### WHAT THIS TASK INVOLVES
If a line below contains the string "with", copy it out.

Collected data entries:
PR #4092, opened 2026-02-19
NoUI mode and Concurrency edits

KamaleiZestri:
## Type of Change
- [x] New feature
- [ ] Bug fix
- [ ] Documentation update
- [ ] UI/UX improvement

## Description
Following on from #4051, this PR adds the `-noui` run switch for winutil. When combined with `-run` and `-config test.json`, winutil will run all the tweaks,toggles,features, and installs listed in test.json without loading the UI.

Changes:
- Create `Invoke-WPFUIThread.ps1` in order to add a guard clause preventing wpfform threads from running with `-noui`.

### RESPONSE FOR THIS EXERCISE
Following on from #4051, this PR adds the `-noui` run switch for winutil. When combined with `-run` and `-config test.json`, winutil will run all the tweaks,toggles,features, and installs listed in test.json without loading the UI.
- Create `Invoke-WPFUIThread.ps1` in order to add a guard clause preventing wpfform threads from running with `-noui`.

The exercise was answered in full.